■ Task objective
Keep only the lines of the data below that contain "leave", and copy them.

■ Stored items
__________
Issue #1892, opened 2026-07-28
[Slipstream] Alternate-server rejection is an assert: a debug crash and a release no-op


nuttycom:
## Problem

`SlipstreamEngine.pushAlternates` (`Sources/ZcashLightClientKit/Slipstream/SlipstreamEngine.swift:125`) checks the FFI's return value with:

```swift
assert(accepted, "alternate-server URIs rejected: \(lastErrorMessage(fallback: "unknown"))")
```

`assert` is compiled out in release builds, so the two behaviours are inverted from what you want: in debug a rejected list crashes the host app, and in release the failure is discarded and the engine silently keeps whatever alternate list it had (or none), with the caller believing the new list took effect.

The doc comment argues a rejection is a programming error, since the URIs are built from typed endpoints. That is a fair reading of today's call sites, but it is an argument for logging loudly rather than for a check that disappears in the configuration users actually run — and consent revocation flows through this path (`setAlternates([])` is how a host disarms failover), so a silently-dropped update has a privacy-shaped failure mode, not just a performance one.

## Target branch

Fix this on `feature/ironwood-slipstream`.

## Suggested direction

Log the rejection through the injected logger at error level and leave the stored `alternates` unchanged (or clear it, whichever the failover semantics want), so debug and release behave the same. If a caller needs to know, `setAlternates` can become throwing — but a logged no-op is probably right for an optimization path.

## Acceptance criteria

- A rejected alternate-server list behaves identically in debug and release.
- The rejection is visible in logs, with the FFI's last-error message.
- Stored state after a rejection is documented and matches what the engine actually holds.

---
Filed with Claude Code assistance during review of PR #1818.

Issue #1891, opened 2026-07-28
[Slipstream] Ironwood coverage gaps on the slipstream sync path


nuttycom:
## Problem

Three places on this path still assume a pre-NU6.3 world, where Sapling and Orchard are the only shielded pools that matter.

**1. The restore-time balance is reported as Orchard value.** The engine's recovery view is a per-account net with no pool breakdown, so `AccountBalance::override_with_recovery_net` (`rust/src/ffi.rs`) surfaces the whole clamped net in one pool and zeroes the rest — historically Orchard. Hosts gate the "Migration Required" prompt on a nonzero Orchard balance, so once NU6.3 is active a restoring wallet whose funds are entirely in Ironwood is told to migrate, on the strength of a value that carries no pool information at all. It self-corrects when the hold releases (≤120 s), but the prompt is actionable in the meantime.

**2.** `ZcashTransaction.Output.Pool` **has no** `.ironwood` **case** (`Sources/ZcashLightClientKit/Entity/TransactionEntity.swift`), so every Ironwood output decodes as `.other(4)` and an app cannot name the pool its funds are in. Pool code 4 is `zcash_client_sqlite`'s `pool_code(PoolType::Shielded(ShieldedPool::Ironwood))`.

**3. The engine's reconciliation view has no Ironwood arm.** `ext_slipstream_v_tx_reconciled` tests `spend_pool = 2` and `= 3` only, so a dangling Ironwood spend reads as reconciled. After activation essentially every dangling spend during a restore is an Ironwood spend, so the view degrades toward "always reconciled". Filed upstream as [zodl-inc/slipstream#9](<https://github.com/zodl-inc/slipstream/issues/9>); noted here because it caps what the SDK-side gate can deliver even once its own defect (zcash/zcash-swift-wallet-sdk#1890) is fixed.

## Status

(1) and (2) are fixed on `kris/merge-maint-v2.8.x` (commit `2cd058b9`, in flight as [#1884](<https://github.com/zcash/zcash-swift-wallet-sdk/issues/1884>) → `michal/slipstream-support`): the collapsed recovery net now routes to Ironwood when NU6.3 is active at the chain tip and stays in Orchard before activation, and `Output.Pool` gained `.ironwood`. This issue tracks confirmation on the target branch plus the open question below; (3) is upstream.

## Open question on (1)

[...]

Issue #1890, opened 2026-07-28
[Slipstream] The reconciliation gate reads a view name the engine no longer creates, so it silently does nothing


nuttycom:
## Problem

`TransactionSQLDAO.unreconciledTxids()` (`Sources/ZcashLightClientKit/DAO/TransactionDao.swift:126`) queries:

```sql
SELECT txid FROM slipstream_v_tx_reconciled WHERE reconciled = 0
```

The engine creates that view under a different name. At the rev this PR pins (`f86eea53`), `core/src/reconcile.rs` declares `RECONCILE_VIEW_NAME = "ext_slipstream_v_tx_reconciled"` and creates `ext_slipstream_v_tx_reconciled`; the `ext_slipstream_*` schema migration explicitly runs `DROP VIEW IF EXISTS slipstream_v_tx_reconciled` for the legacy unprefixed name (`core/src/migrations.rs:78`).

So on any engine-provisioned database the query throws "no such table", the `catch { return [] }` swallows it, and `droppingUnreconciled` (`SlipstreamSynchronizer.swift:845`) holds nothing back. The phantom-receive suppression — a transaction whose spend was scanned before its input's origin block showing as a receive during a recent-first restore — never engages.

The defect is invisible from the test suite because `Tests/OfflineTests/SlipstreamReconcileReadTests.swift:27` builds its fixture under the *wrong* name:

```swift
try setup.run("CREATE TABLE slipstream_v_tx_reconciled (txid BLOB, reconciled INTEGER)")
```

The DAO reads what the test creates, so the suite is green while production reads nothing.

## Target branch

Fix this on `feature/ironwood-slipstream`.

## Suggested direction

- Read the name the engine publishes (`ext_slipstream_v_tx_reconciled`), ideally sourced from the engine rather than duplicated as a Swift string literal, so a future rename fails loudly instead of silently.
- Rename the fixture in `SlipstreamReconcileReadTests` to match, and add coverage that exercises a database provisioned by the engine's own migration (or at minimum asserts the exact view name against the engine constant), so a stub cannot re-encode the bug.
- Narrow the `catch`. A missing view is a legitimate state on a database the engine has never opened, but it is a defect on one it has; swallowing every SQL error conflates the two. Distinguish "view absent" and log it once at debug, and surface anything else.

[...]

Issue #1889, opened 2026-07-28
[Slipstream] Clear isRunning during wipe teardown


nuttycom:
## Problem

`SlipstreamSynchronizer.wipeImpl` stops polling, stops and closes the engine, deletes wallet data, and publishes the unprepared state, but it never sets the private `isRunning` flag to false.

When a running synchronizer is wiped and then prepared again, later operations such as `importAccount`, `deleteAccount`, or `switchTo(endpoint:)` can observe the stale true value and behave as though synchronization is active. This can trigger an unexpected restart before the caller has invoked `start()`.

The flag should be cleared before any throwing file operation so both successful and failed wipe paths accurately reflect that the engine has been stopped and closed.

## Target branch

Fix this on `feature/ironwood-slipstream`.

## Acceptance criteria

- `isRunning` becomes false whenever wipe teardown stops the engine.
- The state is correct even when file deletion subsequently fails.
- After wipe followed by prepare, account or endpoint operations do not start synchronization unless the caller explicitly started it.
- Regression coverage begins with a running synchronizer and exercises wipe → prepare → another lifecycle operation.

Filed with OpenAI Codex AI assistance during review of PR #1818.

PR #1893, opened 2026-07-28
[#1806] Orchard→Ironwood pool migration, custom networks, and the Slipstream sync engine

nuttycom:
Adds the ability to move an existing Orchard balance into Ironwood, ahead of the NU6.3 turnstile closing.

Closes zcash/zcash-swift-wallet-sdk#1806.  <br>Resolves zcash/zcash-swift-wallet-sdk#1892  <br>Resolves zcash/zcash-swift-wallet-sdk#1891  <br>Resolves zcash/zcash-swift-wallet-sdk#1890  <br>Resolves zcash/zcash-swift-wallet-sdk#1886  <br>Resolves zcash/zcash-swift-wallet-sdk#1889  <br>Resolves zcash/zcash-swift-wallet-sdk#1888  <br>Resolves zcash/zcash-swift-wallet-sdk#1887

## Why

2.8.0-rc.1 already receives, syncs and holds Ironwood value. What it cannot do is get a wallet's *existing* Orchard balance across: at NU6.3 the Orchard turnstile closes, so value can leave Orchard but nothing new enters it, and anything left behind stays behind. This branch supplies the crossing.

## Migrating an Orchard balance

A real balance cannot cross in one transaction. A single sweep is one conspicuous, all-at-once event that ties every note together, and it cannot be shaped into the denominations the protocol wants. The migration is therefore staged, and the SDK owns the staging:

* the balance is split into round `{1,2,5}×10ⁿ` denominations,
* transfers are scheduled over time on ZIP 318's randomized cadence, so the pattern of crossings does not itself identify the wallet,
* each transfer is proven ahead of its window and broadcast when it arrives, over a dedicated Tor runtime with fail-closed semantics (never a silent clearnet fallback) to one explicitly chosen submission endpoint,
* sync and broadcast stay in separate sessions: a wallet-scope gate blocks sync for ten minutes after a broadcast, and broadcasting during a sync is refused.

The app talks to one 32-member migration group on `Synchronizer`; the per-account engine, broadcaster and privacy gate behind it are internal, and two accounts can migrate concurrently. The group covers the state machine and progress, note-split propose/sign/submit, gradual and immediate lanes, height-gated background delivery (which works without `prepare()`, so a background session can deliver without starting sync), overdue and expiry recovery, the sub-0.01-ZEC residual opt-in with balance locking, a run-count estimate for multi-round migrations, live per-transaction statuses, and a full external-signer path for hardware wallets — including a Keystone batch-signing bridge that carries the ceremony's PCZTs over animated QR.

Consent is verified rather than assumed: proposals re-randomize per ZIP 318, so every commit-shaped call checks what it is about to sign against the plan the user actually saw, and a mismatch surfaces as "propose again" instead of silently signing different values.

## Slipstream, an alternative sync engine

`SlipstreamSynchronizer` is a second `Synchronizer` implementation backed by the `slipstream-core` engine: non-linear Spend-before-Sync scheduling, density-adaptive concurrent fetch, sparse commitment-tree persistence, poll-model snapshots, and a stall watchdog. It shares one `data.db` with the existing engine, and hosts opt in by constructing it — `SDKSynchronizer` remains the default.

## Exercising it before activation

Custom (regtest-style) networks with configurable activation heights let the whole path — receive, migrate, spend — run against a modified-parameter chain ahead of mainnet or testnet activation.

## What is not here

Shielded voting is off on this line, as on the 2.8 maintenance line: the module is gated behind `cfg(zcash_voting)`, its dependency is commented out, and the Swift surface is removed.

## Provenance and follow-ups

Replaces zcash/zcash-swift-wallet-sdk#1885, which was cut from `feature/ironwood-support`; that line is fully contained in this one and is being deleted.

Known follow-ups, none blocking: zcash/zcash-swift-wallet-sdk#1886 (FFI handle lifetime), zcash/zcash-swift-wallet-sdk#1890 (the reconciliation gate reads a stale view name and silently does nothing), zcash/zcash-swift-wallet-sdk#1887, zcash/zcash-swift-wallet-sdk#1888, zcash/zcash-swift-wallet-sdk#1889, zcash/zcash-swift-wallet-sdk#1891 (Ironwood coverage), zcash/zcash-swift-wallet-sdk#1892, and engine-side [zodl-inc/slipstream#9](<https://github.com/zodl-inc/slipstream/issues/9>).

Draft, mirroring zcash/zcash-swift-wallet-sdk#1885's state — mark ready once those are triaged against the release.

---


nuttycom:
This should be automatically closed as complete by the public 3.0.0 release.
__________
■ Response area
Log the rejection through the injected logger at error level and leave the stored `alternates` unchanged (or clear it, whichever the failover semantics want), so debug and release behave the same. If a caller needs to know, `setAlternates` can become throwing — but a logged no-op is probably right for an optimization path.
2.8.0-rc.1 already receives, syncs and holds Ironwood value. What it cannot do is get a wallet's *existing* Orchard balance across: at NU6.3 the Orchard turnstile closes, so value can leave Orchard but nothing new enters it, and anything left behind stays behind. This branch supplies the crossing.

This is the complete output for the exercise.